* What you are asked to do *
Given the material below, output exactly the lines from the line with "Screenshot 2020-05-13 at 14 23 31" to the line with "1 - login as Brian.rix", both ends included, and no other lines.

---------- Supplied data

PR #1106, opened 2020-05-12
CT-2847 Make the "request info" as optional

ymao2:
## Description
Make the "request info" box as optional when creating offender_sar case 

### Related JIRA tickets
https://dsdmoj.atlassian.net/secure/RapidBoard.jspa?rapidView=25&projectKey=CT&modal=detail&selectedIssue=CT-2847

## Self-review checklist

* [x] (3) Tests passing
 
### Screenshots

Before: 
Screenshot 2020-05-13 at 14 23 31
After 
Screenshot 2020-05-13 at 11 21 53
Screenshot 2020-05-13 at 17 22 44

Click change
Screenshot 2020-05-13 at 11 21 22
Screenshot 2020-05-13 at 11 21 33

### Deployment

 No need

1 - login as Brian.rix
2 - Create a offender_sar case
3 - when reaching to the page of ```/cases/offender_sars/requested-info```
      leave it as blank and click "Continue" until to the end
4 - Once the case detail page is shown and move down to the request box, should see the message of "Use this space to store additional case information." in the box


digitalali-moj (approved):
Looks Good to Me!

app/views/cases/_case_request.html.slim
```diff
@@ -10,6 +10,9 @@
     - if case_details.message.present?
       p.message-body
         = show_hide_message(case_details)
+    - if !case_details.message.present? and case_details.offender_sar?
+      p.messag-body
```
Polsonby, line 14: Small typo

```suggestion
      p.message-body 
```

The number of conditionals is becoming too much in this file, I think. At this point I'd think about creating an offender_sar flavoured partial and using that instead

Polsonby (changes requested):
Great work, nearly there! - just one typo and question over whether it's time to split out a separate partial

app/views/cases/_case_request.html.slim
Polsonby: Oh, also is the `and` intentional here? There's a difference between using it for logical operations versus flow control. If it's the former, and I think it might be here, it's preferred to use `&&`

This contrasts with situations like `render json: @user and return` etc

Polsonby: ```if !case_details.message.present? and case_details.offender_sar?```

is the `and` intentional here? There's a difference between using it for logical operations versus flow control. If it's the former, and I think it might be here, it's preferred to use `&&`

This contrasts with situations like `render json: @user and return` etc

Also, we'd use if if `case_details.message.empty?` in place of `!case_details.message.present?`

Polsonby: Just thinking about it, maybe we should add a view spec for the logic displaying the alternate message.

spec/views/cases/_case_request_html_slim_spec.rb
```diff
@@ -36,20 +36,8 @@
   let(:empty_message) { "" }
```
Polsonby, line 36: we don't need this to be a let (also, the preferred style (which I detest) is single quotes unless you're interpolating) - we can delete this

spec/views/cases/_case_request_html_slim_spec.rb
```diff
@@ -36,20 +36,8 @@
...
 
   describe 'Displaying help message when the request of an offender-sar case is empty' do
-    let(:offender_sar_case) {
-      (create :offender_sar_case, subject_aliases: 'John Smith',
-              date_of_birth: '2019-09-01', message: empty_message).decorate
-    }
+    let(:offender_sar_case) { (create :offender_sar_case, message: empty_message).decorate }
```
Polsonby, line 39: Cool - we don't need to decorate the case, either. 

If you're using a let to create context, it should be inside the describe block to which it belongs. In this case I'd lose the let and just put the empty string in the create statement but if you _really_ want the additional context from the variable name, perhaps you could move the `let(:empty_message) { "" }` to just above this line

```suggestion
    let(:offender_sar_case) { create :offender_sar_case, message: '' }
```

Polsonby (approved):
Great job 👍 +1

--------------------

* Answer box *
Screenshot 2020-05-13 at 14 23 31
After 
Screenshot 2020-05-13 at 11 21 53
Screenshot 2020-05-13 at 17 22 44

Click change
Screenshot 2020-05-13 at 11 21 22
Screenshot 2020-05-13 at 11 21 33

### Deployment

 No need

1 - login as Brian.rix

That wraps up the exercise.